FF 3.1 will have a new javascript engine that is just as fast, if not faster.

I have not found Chrome very useful at all. I donwloaded it mostly to use it with Google Docs, calendar, etc. It is (in my opinion) very buggy. The cursor selects the wrong rows in spreadsheets, it crashes, etc.


----------



## Devin (Sep 27, 2008)

I downloaded it not too long ago, and it seemed quick. However, the extensions on Firefox are too awesome for me to switch.


----------



## Quickened (Sep 27, 2008)

Devin said:


> I downloaded it not too long ago, and it seemed quick. However, the extensions on Firefox are too awesome for me to switch.



Thats exactly whats keeping me with FF. I like all the plugins that I have.


----------



## Semper Fidelis (Sep 27, 2008)

I'm not abandoning either FF or IE but I'm considering Chrome for apps where I don't need some of the functionality.

One of the points that the article makes with the Java engine is that, if successful, it could lead to the browser becoming more of a platform for applications where performance has heretofore been an issue. I'm happy to see FF or any other browser move in this same direction.

I'm not a "koolaid" drinker on Google. I'm rare among people as an early critic of the company. I did a lot of web advertising in 2004-2005 timeframe and learned a lot about how Google does not protect its advertisers from fraud. The truth is that many people lose their shirts on advertising because you really need to know what you're doing to protect yourself from the sharks out there and Google does not go out of its way to refund your money if you're the victim of the unscrupulous.
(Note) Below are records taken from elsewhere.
Issue #5786, opened 2026-07-13
[BUG] `make_fsdp_dtensor` views a rank-local buffer with the DTensor global trailing shape (rowwise-TP deadlock)


yuhezhang-ai:
**Describe the bug**

Package: `megatron-fsdp` (PyPI). Affected version: 0.5.0 (latest published release at time of writing). Upstream source: NVIDIA/Megatron-LM, `megatron/core/distributed/fsdp/src/megatron_fsdp/param_and_grad_buffer.py`. Symbol: `make_fsdp_dtensor` (module-level function). Location: `param_and_grad_buffer.py`, in the flat-buffer view block (near line 4726 in the installed 0.5.0 wheel).

There is a deterministic hang/deadlock at Megatron-FSDP initialization when combining Megatron-FSDP with Torch-native tensor parallelism (`DTensor`) that shards a parameter rowwise (i.e. a non-leading dimension differs per TP rank).

`make_fsdp_dtensor` builds the view shape for a rank-local flat buffer from the parameter's *global* trailing dimensions:

```python
if len(orig_param.shape) > 1:
    local_shape = (-1, *orig_param.shape[1:])
else:
    local_shape = (-1,)
```

For a `DTensor`, `orig_param.shape` is the global shape. Under rowwise TP the trailing dimensions differ per rank, so `orig_param.shape[1:]` is not the shape of the local shard held by this rank. The rank-local flat buffer only contains the rank-local shard, so the reshape/view against the global trailing shape is inconsistent across ranks: some DP/CP shards can perform the view while others cannot. The ranks that fail (or take a different branch) desynchronize from the uneven-DTensor metadata collectives that the remaining ranks enter, and the job deadlocks.

**Steps/Code to reproduce bug**

* Build a small model whose parameter is sharded rowwise across a TP group (e.g. a `Linear` sharded so a non-leading dimension differs per rank), wrapped as a Torch-native `DTensor`.
* Wrap it with Megatron-FSDP with `dp_size > 1` so the shard group is nontrivial.
* On any TP rank where the local trailing shape differs from the global trailing shape, `make_fsdp_dtensor` produces a view inconsistent with peer ranks, and the subsequent uneven-DTensor metadata collective deadlocks. With the `to_local().shape` fix, all ranks view their own shard and initialization completes.

**Expected behavior**

[...]

PR #6052, opened 2026-07-26
Add tensor-parallel composability

wujingyue:
## What

Adds data-parallel + tensor-parallel (DP+TP) composability to the experimental
Megatron-FSDP path (`megatron/core/distributed/fsdp/src/megatron_fsdp/experimental`),
implementing phases 1–3 of the design in
`docs/discussions/mfsdp-v2-tp-composability-plan.md` (included here).

Optimizer state and checkpoints now see full-mesh DTensors carrying both DP and
TP placements, while compute keeps ordinary TP-local parameters and FSDP never
gathers across the TP axis.

## Design

- **DBuffer** owns only the data-parallel submesh (storage, layouts,
  collectives) and constructs DP-only DTensors.
- **FsdpParameterGroup** owns the full user-provided mesh. Its `get_dtensor`
  lifts a DBuffer's DP-only DTensor onto the full mesh, splicing the
  tensor-parallel placement onto the single non-DP axis and scaling the sharded
  dimension to the global shape. This is the only place that maps DP mesh axes
  to full-mesh axes, recovering the correspondence from the two meshes' dim names.
- **TP placement is inferred** from each parameter's own MCore / Transformer
  Engine attributes (`tensor_model_parallel` / `partition_dim`), so callers pass
  no separate TP layout. The emitted DTensor placement tuple follows the
  user-provided mesh-axis order, so `[dp, tp]` and `[tp, dp]` place the same
  parameter symmetrically.
- `mesh_utils.build_dp_mesh` derives the DP submesh from the full mesh.

## Tests

`tests/unit_tests/distributed/mfsdp_v2/test_tensor_parallel.py` (4 ranks, DP=2 × TP=2):
- DP-only DBuffers, full-mesh placements in both axis orders, global
  shape/stride, and optimizer-state metadata.
- A loss-curve parity test: a real `ColumnParallelLinear` → GELU →
  `RowParallelLinear` MLP wrapped in `fully_shard` tracks an unsharded
  single-replica reference. Process groups are passed explicitly via
  `ProcessGroupCollection` (no global `parallel_state` mutation).

Requires a 4-GPU job.

## Out of scope (follow-ups)

TE/MCore adapter breadth, DCP resharding across a changed DP degree, HSDP+TP
composition, and strided (`partition_stride > 1`) TP layouts, which are rejected
for now.

### DIFF
--- a/megatron/core/distributed/fsdp/src/megatron_fsdp/experimental/dbuffer.py
+++ b/megatron/core/distributed/fsdp/src/megatron_fsdp/experimental/dbuffer.py
@@ -468,7 +468,7 @@ class DBuffer:
         should build the full-mesh DTensor at the ``FsdpParameterGroup`` layer,
         which owns the full user-provided mesh.
         """
-        torch_placements = tuple(to_dtensor_placement(placement) for placement in self.placements)
+        dtensor_placements = tuple(to_dtensor_placement(placement) for placement in self.placements)
 
         local_tensor = self.get_local_tensor(index)
         tensor_shape = self.layout.tensor_shapes[index]
@@ -477,7 +477,7 @@ class DBuffer:
         return DTensor.from_local(
             local_tensor=local_tensor,
             device_mesh=self.mesh,
-            placements=torch_placements,
+            placements=dtensor_placements,
             run_check=False,
             shape=tensor_shape,
             stride=local_tensor.stride(),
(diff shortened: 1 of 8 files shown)


wujingyue:
Cross post: https://github.com/NVIDIA/Megatron-LM/issues/5786#issuecomment-5275123588

Consider supporting parallelize_module, PyTorch's official wrapper-based tensor parallel solution.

Thus, their able to maintain an image as a caring company that "gives away" apps to the masses because millions of advertisers are starting businesses online every day and don't know how Pay Per Click works and end up losing money out of it.


----------



## DMcFadden (Sep 27, 2008)

Thanks, Rich. I'm trying it out now because of your recommendation.


----------



## Semper Fidelis (Sep 27, 2008)

fredtgreco said:


> No Roboform, and uber-big-brother Google spyware, watching everything you do.



Fred,

Don't you use Google apps?


----------



## fredtgreco (Sep 27, 2008)

Semper Fidelis said:


> fredtgreco said:
> 
> 
> > No Roboform, and uber-big-brother Google spyware, watching everything you do.
> ...



I do. And there is no getting away from Google. But as far as I can tell right now, the only benefit to Chrome is that it is new, and it has Google's name. It actually performs _worse_ for me with Google Apps. So I don't see any reason to let them document and save every website I go to (which they do, when you use Chrome).


----------